Blocking of mast cell-mediated passive anaphylaxis to peanut using covalent heterobivalent inhibitor in a humanized mouse model

Abstract

Abstract Anaphylaxis to peanut allergen is a severe hypersensitive allergic reaction characterized by life-threatening symptoms. Anaphylaxis is mediated by IgE-dependent mast cell activation that leads to the release of inflammatory mediators. In a previous report, we described the design of a covalent heterobivalent inhibitor (cHBI) that selectively forms covalent bonds with allergen specific-IgE (sIgE) on mast cells and abates allergic reactions in ex-vivo peanut challenges.

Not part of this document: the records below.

PR #151, opened 2023-03-14
Default field processors

wRAR:


web_poet/fields.py
```diff
@@ -80,48 +80,56 @@ def __init__(self, method):
...
             getattr(owner, _FIELDS_INFO_ATTRIBUTE_WRITE)[name] = field_info
 
-        def __get__(self, instance, owner=None):
+        def __get__(self, page, owner=None):
             if self.unbound_method is None:
-                for processor in out or []:
+                if out:
+                    processors = out
+                elif hasattr(page, "Processors"):
+                    processors = getattr(page.Processors, self.name, [])
```
wRAR, line 98: Should we look in the parent classes if there is no processor for the field in this one?

Gallaecio: That’s an option.

Another is to encourage subclassing of processor classes:

```python
    class Page(BasePage):
        class Processors(BasePage.Processors):
            name = [proc1]
```

kmike: I think we should encourage subclassing, it's more explicit.

kmike: A couple more examples:

```py
    class Page(BasePage):
        class Processors(BasePage.Processors):
            name = BasePage.Processors.name + [proc1]

        @field(out=BasePage.Processors.description + [str.strip])
        def description(self): ...
```

kmike:
The implementation and tests look good to me.

web_poet/fields.py
kmike: If we encourage this pattern, it could make sense to add a test for it, to ensure it won't break.

wRAR: I've found an interesting case when implementing this: 

```python
@attrs.define
class BasePage(ItemPage):
    class Processors:
        f = [proc1]

    @field
    def f(self):
        ...

@attrs.define
class Page(BasePage):
    class Processors(BasePage.Processors):
        f = [proc2]

p1 = BasePage()
#p1.f
p2 = Page()
#p2.f
```

There is only one `_field` instance and it gets the processor list only once, on the first call of `__get__()`, so `p2.f`  will use the `proc1` processor if `p1.f` was accessed first.

Looks like we either need to compute the processor list on each call or store it in `owner` instead of `self`? In the second option we could use the `FieldInfo` dict in `owner`?

Gallaecio: The owner approach sounds good to me.

tests/test_fields.py
```diff
@@ -547,6 +570,94 @@ def b(self):  # noqa: D102
         page.b
 
 
+def test_field_processors_default() -> None:
+    @attrs.define
```
Gallaecio, line 574: I think my comments off-GitHub might have lead you to overuse `@define`. I believe `@define` is only needed when new `__init__` parameters (page object inputs) are defined, which is not the case in most of this PR.

The thing I thought worth testing on this front is that, if you have:

```
class BasePage(ItemPage):
    class Processors:
        ...
```

You can later on use `BasePage.Processors`, i.e. `attrs` does not somehow hide the nested class. And if it *does* hide it, we may want to cover it in the docs, and I wonder if using `@define` in that case would solve the issue. But it may just work without `@define`, and I am being too paranoid about `attrs`.

wRAR: I think I may have confused myself, I remembered it as "new fields need `@attrs.define`", I've even seen that some test worked without it...

wRAR:
There is one regression left: accessing `super().fieldname` in `def fieldname()` now raises RecursionError because of the specifics of [descriptor access via super()](https://docs.python.org/3/howto/descriptor.html#invocation-from-super) (basically, you cannot get the base class inside the descriptor, both `owner` and `instance` refer to the subclass).

I think it can be fixed (to help the field defined in the base class find it you can store a reference to it or to the dict with processed methods inside the field itself) but there is another problem with accessing the correct `Processors` class from the descriptor. And this is harder to fix considering there are many combinations here: the `Processors` class can be defined in the base class, the subclass or both, the field can be defined in the base class and redefined in the subclass or not. The following tests are passing after saving `owner` from `__set_name__` and using it instead of `owner` in `__get__` (so the field always uses the processors from the class it is defined in):

```python
def test_field_subclassing_super() -> None:
    class Page(ItemPage):
        @field
        def field1(self):
            return 1

    class Page2(Page):
        @field
        def field1(self):
            return super().field1 + 1

    page = Page()
    assert page.field1 == 1
    page2 = Page2()
    assert page2.field1 == 2

def test_field_processors_super() -> None:
    class BasePage(ItemPage):
        class Processors:
            name = [str.strip]

        @field
        def name(self):
            return "name "

    class Page(BasePage):
        class Processors:
            name = []

        @field
        def name(self):
            base_name = super().name
            return base_name + "2 "

    base_page = BasePage()
    assert base_page.name == "name"
    page = Page()
    assert page.name == "name2 "
```

but the existing `test_field_processors_override` fails because now `Page.f1` (not redefined in `Page` uses the processors from `BasePage.procesors.f1` (redefined in `Page`). I feel like it may even be possible to construct an example where the desired result is not clear.

It may be easier to just forbid using `super()` in fields but I've found the existing code that uses it to try some additional extraction logic and if it fails to defer to the base implementation, there may be other use cases that can't be replaced with overridden processors. It also has very clear semantics when processors are not used, and user could expect that it works.

Gallaecio:
What if we use some kind of sentinel to handle recursion, similar to how I handled recursion in https://github.com/scrapinghub/web-poet/pull/113?

```diff
diff --git a/web_poet/fields.py b/web_poet/fields.py
index 074570c..0b267c7 100644
--- a/web_poet/fields.py
+++ b/web_poet/fields.py
@@ -90,7 +90,10 @@ def field(
             field_info = FieldInfo(name=name, meta=meta, out=out)
             getattr(owner, _FIELDS_INFO_ATTRIBUTE_WRITE)[name] = field_info
 
-        def __get__(self, instance, owner=None):
+            self.owner = owner
+
+        def __get__(self, instance, owner):
+            owner = self.owner if hasattr(instance, "_in_field") else owner
             method = self._get_processed_method(owner, self.name)
             if method is None:
                 if out is not None:
@@ -108,7 +111,13 @@ def field(
                     method = cached_method(method)
                 self._set_processed_method(owner, self.name, method)
 
-            return method(instance)
+            if hasattr(instance, "_in_field"):
+                return method(instance)
+
+            instance._in_field = True
+            result = method(instance)
+            delattr(instance, "_in_field")
+            return result
 
         @staticmethod
         def _get_processed_method(cls, field_name):
```

This seems to get all tests to pass, although I must make it clear that I do not completely understand all elements at play here, and it would not surprise me if such an approach introduced other issues (beyond preventing multithread support).

Gallaecio:
If we consider the forbidding options, the behavior I was the least against in my “playthrough” was that calling `super().f` would get you `f` *without* post-processing (ideally not just without that of the parent class, but also without the one of the current class). It may be even desirable in some cases. And otherwise I can think of workarounds. But I am not sure how complicated that would be, and I imagine 3+-level inheritance trees could also be a problem.

wRAR:
> I think we should really try to make it work without prohibiting some use cases which look like regular Python.

Yeah.

> behavior I was the least against in my “playthrough” was that calling super().f would get you f without post-processing

Unfortunately this should break the use case I mentioined before, 

```python
def f():
    result = self.css('h1::text')
    if not result:
        return super().f
```

wRAR:
The problem is more complicated when the processed method caching is implemented as we need to put the cached method in some correct place so it makes sense to ignore this part when thinking about the main part.

I think the main problem with super() is that we want to use processors from some intermediate class while all ther use cases either use the class of the instance itself, i.e. the "final" subclass, the class where the field itself is defined, or the first ancestor where the thing is defined if it's not defined on the class we are using:

* If the field we access is defined in the class of the instance, the code path is very simple: the field has access to this instance and can request its `Processors` (which is either defined in that class or in some of its ancestors), it doesn't need anything else.
* If the field is defined in some ancestor of the instance, it has access to that ancestor (`owner` in `__set_name__`) but doesn't need it, as it needs `Processors` from the subclass and can get it via the instance.
* When a field method calls the base class field method via super(), if no processors are involved, Python will just find the first ancestor with the field defined and call it with `self`, no problems here because the only thing we need from that ancestor is the field and the method decorated with it.
* But when a field method uses super() and there are some processors involved, we want some special resolution:
  * We want the field from the closest ancestor class where it's present - this is done by Python automatically when we access the field via super().
  * We want `Processors` also from the closest ancestor class where it's present and this ancestor needs to be found separately from the field:
    * we cannot use the field owner (`Processors` we need may be in a subclass of it),
    * we cannot use the instance itself (we need to skip its `Processors`),
    * we cannot do the resolution in the descriptor itself (we don't know if it's called via super() or normally),
    * we don't have a reference to the immediate ancestor of the instance (and we cannot get it manually because again we don't know if we should).
  * We also can't skip looking for processors because we want to return the processed value (also I think we don't know when we could skip it if we decided to).
  * By using the proposed `_in_field` attribute we can guess that the descriptor is called via super(), but if the parent field also calls super() we can't distinguish this. We can try incrementing it instead just setting it to True and calling super() the same number of times, though I would prefer something cleaner.

Gallaecio:
Scenario to consider:

```ptyhon
class A:
    @field
    def a(self):
        return "1"

class B(A):
    @field
    def a(self):
        return super().a
```

Imagine each class is developed by a different team. Now, A is refactored:

```
class A:
    @field(out=[str])
    def a(self):
        return 1
```

B now returns an int?

kmike:
@Gallaecio 

Hm, yes, I'd be surprised if B.a doesn't return int. In the example B.a implementation is just a pass-through, isn't it?

wRAR:
> Using processors from the current class when super().field is called looks consistent with how Python works. See Page2 and Page3 classes - accessing the field from the base class probably shouldn't work differently in these cases.

This actually makes sense, though my initial thought was that this doesn't look consistent with what the user of super() would expect (but I may be wrong with that too as the semantics are not 100% clear).

The two use cases of super() I've seen probably have the following user expectations:

* Subclass gets the actual data from the base class and applies some post-processing inside the field method. On one hand this should be refactored into a processor, on the other hand we want to keep some compatibility until it's refactored. But what is the user expectation when fields have processors? I think it's getting the processed value (using the processors from the base class? or it doesn't matter as it would be the same processors in both classes?) inside the method and *not* running the processors again after the method returns. I think this can be done by setting `out=[]` on the subclass field.
* Subclass has two code paths: its own extraction and `return super().f` as a fallback. For the data extracted in the subclass we want to run processors (so the field can't have `out=[]`), for the fallback we want to run processors, not sure which ones, but only once.

Gallaecio:
> Hm, yes, I'd be surprised if B.a doesn't return int. In the example B.a implementation is just a pass-through, isn't it?

It is. It is a passthrough to return a `str`, that would start returning an `int` after a refactor of the parent class that still returns a `str`. How can you refactor A.a to return a string from `1` without potentially breaking subclasses? Do you go for `return str(1)` and no processors?

---

On a different note, I guess for some use cases composition may be best:

```python
class B(A):
    a: A

    @field
    def a(self):
        return a.a
```

Maybe we do not need to aim to support with `super()` scenarios that can be supported through composition.

wRAR:
> Using processors from the current class when super().field is called looks consistent with how Python works.

This is now implemented.

The issue with running processors twice still exists, I would even say it's a matter for a separate improvement.

> provide a way (a function / method / property) to get field value without applying any processors

This is basically calling the underlying method decorated by `@field` (though it needs separate caching for `cached=True`), but I don't know what API can we use for this, as `A.f` returns the field value, not something we could attach a method/attribute/property to.

> provide a way (a function / method) to get field value with a specific Processors class applied

Depending on the API we want this can be easy or more complicated (in the simplest case it's just extracting the callable list and running it).

tests/test_fields.py
kmike: Shouldn't attrs.define be removed?

kmike: New dependencies need attrs.define; new fields shouldn't need it.

kmike:
@Gallaecio I misunderstood your example :) But it seems it should work as expected, because the behavior of out=... processors shouldn't be changed in this PR, unless I'm missing something.

tests/test_fields.py
wRAR: I think I've kept this one in f64385f38a25fabf83c89823f020b8d35d3933a3 to show that the comment in this thread  ("The thing I thought worth testing on this front [...]") indeed works.

web_poet/fields.py
```diff
@@ -81,54 +83,80 @@ def __init__(self, method):
...
                 )
             self.original_method = method
-            self.unbound_method = None
-            self.processors: List[Tuple[Callable, bool]] = []
+            self.name: Optional[str] = None
+            self.full_name: Optional[str] = None
 
         def __set_name__(self, owner, name):
+            self.name = name
+            self.full_name = f"{get_fq_class_name(owner)}.{name}"
```
kmike, line 91: I *think* it's possible to have 2 classes with the same fq name, e.g. if they're defined inside a function. Would using something like `id` work here? Either `f'{id(owner).{name}`, or some id of the field object itself. The attribute won't be named `full_name`, but it might provide a more robust "id" for the field.

wRAR: We can just use `id(self)` then.

web_poet/fields.py
```diff
@@ -81,54 +83,77 @@ def __init__(self, method):
...
+            # take into account the instance class and the field object. So we
+            # use the field object id() as a key when caching the method in
+            # the instance class.
+            cache_key = id(self)
+            method = self._get_processed_method(owner, cache_key)
+            if method is None:
+                if out is not None:
+                    processor_methods = out
+                elif hasattr(instance, "Processors"):
+                    processor_methods = getattr(owner.Processors, self.name, [])
```
kmike, line 108: Is there a difference between instance.Processors and owner.Processors? I'm asking because the code checks that instance has "Processors" attribute, but then acesses owner.Processors. 

If there is no difference, it'd be probably better to use the same approach in both cases. If there is a difference, could you please add a comment to the code which explains it?

web_poet/fields.py
```diff
@@ -81,54 +83,77 @@ def __init__(self, method):
...
+            # We use the original method and the out arg from the field and
+            # the Processors class from the instance class, so caching needs to
+            # take into account the instance class and the field object. So we
+            # use the field object id() as a key when caching the method in
+            # the instance class.
+            cache_key = id(self)
+            method = self._get_processed_method(owner, cache_key)
+            if method is None:
+                if out is not None:
+                    processor_methods = out
```
kmike, line 106: processor_functions? They're not usually methods, right?

kmike (approved):
Thanks @wRAR! The behavior and the implementation looks good to me. I think that's fine to address remaining use cases separately.

Re-requesting review from @Gallaecio :)

web_poet/fields.py
wRAR: > I'm asking because the code checks that instance has "Processors" attribute, but then acesses owner.Processors.

Good catch, this is indeed a mistake, but which of them we use is not that important, unless the user changes the instance's `Processors` attribute.

Gallaecio (approved):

Here, we utilized a humanized mouse model to recapitulate key features of anaphylaxis to peanut in humans, and we examined the efficacy of cHBI in blocking the anaphylactic reaction in this model. NSGS (NOD-scid Il2rgnull IL-3/GM-CSF/SCF) mice engrafted with human hematopoietic stem cells were treated with an allergen-specific human IgE monoclonal antibody and then challenged with a peanut allergen. We found that the peanut-challenged humanized mice can develop rapid anaphylaxis and mast cell degranulation following challenge. The anaphylactic reaction was characterized by a substantial decline of core body temperatures and upregulation of human mast cell degranulation markers. Additionally, we found that the severity of the anaphylactic reaction is hIgE dose-dependent. Most importantly, cHBI protected the mice from developing an anaphylactic reaction demonstrating the ability of cHBI to block IgE-mediated allergic reactions in the humanized mice. Overall, our results show that the humanized mouse model is a novel model to study human mast cell IgE-mediated allergic reactions and demonstrate that cHBI is an effective potential therapeutic inhibitor for food allergy.